Good news is, I have some other ideas that will be increasing the number of embeddings per note, so this issue is likely to become more common among users with less massive vaults. So that's good news for getting the above strategies/plans that will solve your issue. It means they should be implemented sooner than later, since more people affected increases the priority.
I hope that clears things up for you.
Thanks again for contributing this report!
Brian 🌴
Thank you @brianpetro !
Really appreciate the prompt response.
I will remove the extension for now but will keep my embedding file because it was very expensive to produce it! I will anxiously wait for the updated version. I got to try it for a little bit as my embedding file was being created and oh my goodness, it was very useful!! Thank you for your attention and diligence on this. For many of us obsidian has become part of our day to day life and people like you, who develop these sort of innovative plug ins, are very much appreciated!
Thanks again~~
@brianpetro Sorry to bother you again, do you have a rough timeline for these releases? I just want to make sure to install the extension once its suited for my needs.
Thank you!
@dvl00 no ETA as of yet.
I have some suggestions for optimizing storage.
Have you considered using CSV instead of JSON? As each file's information is a line of similar data, JSON requires storing data in the form of key-value objects, resulting in many redundant keys. Converting objects to arrays can optimize storage and memory, especially for the "vec" object in the embeddings-2.json file.

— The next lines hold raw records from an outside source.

PR #139, opened 2023-10-13
package json runner again

cdmistman:
Why
===

the last package.json runner script only works for bun and is frankly subpar. however the last time i introduced this package.json runner script everybody was sad because run button stopped working

What changed
============

brought back the new-and-improved package.json runner script but this time 👉😎👉 with no bugs

Test plan
=========

- WHEN TESTING IN CANARY MAKE SURE THE RIGHT DISK IS ATTACHED
- ALSO MAKE SURE YOU HAVE THE RIGHT MODULE INSTALLED
- try the matrix of setting the following: `scripts.replit-dev` in `package.json`, `scripts.dev` in `package.json`, `main` in `package.json`, and setting `entrypoint` in `.replit`

Rollout
=======

### DIFF
--- a/pkgs/modules/bun/default.nix
+++ b/pkgs/modules/bun/default.nix
@@ -6,23 +6,6 @@ let
   extensions = [ ".json" ".js" ".jsx" ".ts" ".tsx" ];
 
   community-version = lib.versions.majorMinor bun.version;
-
-  package-json-runner = pkgs.writeScript "bun-runner" ''
-    #!${pkgs.bash}/bin/bash
-    if start=$(${pkgs.jq}/bin/jq -r '.scripts.start? // empty' package.json 2>/dev/null); [[ -n $start ]]; then
-      echo "+ bun run start";
-      ${bun}/bin/bun run start;
-    elif module=$(${pkgs.jq}/bin/jq -r 'if .type == "module" then .module // empty else empty end' package.json 2>/dev/null); [[ -n $module ]]; then
-      echo "+ bun $module";
-      ${bun}/bin/bun $module;
-    elif main=$(${pkgs.jq}/bin/jq -r '.main // empty' package.json 2>/dev/null); [[ -n $main ]]; then
-      echo "+ bun $main";
-      ${bun}/bin/bun $main;
-    elif [[ -n $file ]]; then
-      echo "+ bun $file";
-      ${bun}/bin/bun $file;
-    fi
-  '';
 in
 
 {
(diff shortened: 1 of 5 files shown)


pkgs/modules/bun/default.nix
```diff
@@ -39,18 +26,14 @@ in
     bun
   ];
 
-  replit.dev.languageServers.typescript-language-server.extensions = extensions;
+  replit.languageServers.typescript-language-server.extensions = extensions;
```
ryantm, line 29: Is this an unintentional change? I think we don't want the language server config in a Deployment.

pkgs/modules/bun/default.nix
```diff
@@ -39,18 +26,14 @@ in
...
+  replit.runners."package.json" = {
     language = "javascript";
     inherit extensions;
-
-    start = "${package-json-runner}";
-    optionalFileParam = true;
   };
 
-  replit.dev.packagers.bun = {
+  replit.packagers.bun = {
```
ryantm, line 36: here too

ryantm (changes requested):

pkgs/modules/bun/default.nix
cdmistman: oh, it's unintentional yeah but i don't think we *ever* want the language server config in a deployment? why does lsp have to have `.dev`?

ryantm: Toby chose to make the options symmetrical between .dev and not .dev.

ryantm (approved):
I'm still a little concerned about how I couldn't really run the package-json-runner script to debug things because node freaked out about package.json files, but okay for now.

pkgs/upgrade-maps/default.nix
```diff
@@ -41,22 +41,22 @@ let
...
+      to = "bun-1.0:v8-20231013-913ea19";
+      auto = true;
+      changelog = ''# `package.json` runner
+        The runner for bun module has changed for increased flexibility and conformance to standards.
+
+        The new precedence is:
+        - the `replit-dev` script defined in `package.json`
+        - the `dev` script defined in `package.json`
+        - the `main` file defined in `package.json`
+        - the `entrypoint` defined in `.replit`
```
masad-frost, line 57: I would prefer if we flipped the order here since generally `main` is for node_modules imports and is compiled assets. `.replit`'s entrypoint is something we document and is a little more explicit.

cdmistman: done in [b900241](https://github.com/replit/nixmodules/pull/139/commits/b900241f49e1698496ddf03cccf9bf57b6b7d7c8)

PR #141, opened 2023-10-16
Python 3.11 yapf formatter fix

airportyh:
Why
===

Template tester found lsp formatter is broken in Python 3.11 template.

What changed
============

Use the version of yapf that matches the version of Python for pyright-extended.

Test plan
=========

Formatter should work for https://replit.com/@replit/Python-311

Rollout
=======

### DIFF
--- a/modules.json
+++ b/modules.json
@@ -459,6 +459,10 @@
     "commit": "d4ad2e4453adf8dc310fe700f38d125361906606",
     "path": "/nix/store/wbxj48mmhp238zrdikdb86yz702s9llf-replit-module-python-3.11"
   },
+  "python-3.11:v7-20231016-35990c4": {
+    "commit": "35990c496af3e4a137a67c1c7a5ebec0849610b3",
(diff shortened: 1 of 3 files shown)


modules.json
```diff
@@ -483,6 +487,10 @@
     "commit": "7459cc2a5fd03bda902c2cd8d9d1fb387181b570",
     "path": "/nix/store/0jsq2yq7ds0szfhyrcsak99r79q7mf9c-replit-module-python-3.8"
   },
+  "python-3.8:v7-20231016-35990c4": {
+    "commit": "35990c496af3e4a137a67c1c7a5ebec0849610b3",
+    "path": "/nix/store/904k10vqg0avp4pg7fpzzma36p3jnw9v-replit-module-python-3.8"
+  },
```
ryantm, line 493: Why doesn't the python 3.10 module change?

airportyh: It must have already been using python310Packages.yapf which equates to nixpkgs.yapf.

Furthermore, I have added the storage of embeddings to the Git repository. If we use the CSV format, it would be clear which files have updated or added embeddings, making it easier to track changes than modifying the entire embeddings-2.json file.
I want to express my sincere gratitude for your great work on this project. This plugin has become a vital part of my life, and I appreciate the effort and dedication you put into it.
I think the csv idea might be good, but it might not be enough for mobile devices. They have limited storage and processing power, so we might need a more robust solution. Maybe we could use a cloud service to store and access the data more efficiently. But this is just my opinion - brianpetro is the genius behind this plugin and he knows best what works for his project.
@yekingyan I have thought about CSV. Even though they're redundant, the JSON keys make up <1% of the file. This is because each embedding contains a vector (array of decimals) that's >15,000 characters. This plus using JSON makes data storage object both easier to work with and more flexible. So for those reasons is why I decided to stick with it opposed to CSV.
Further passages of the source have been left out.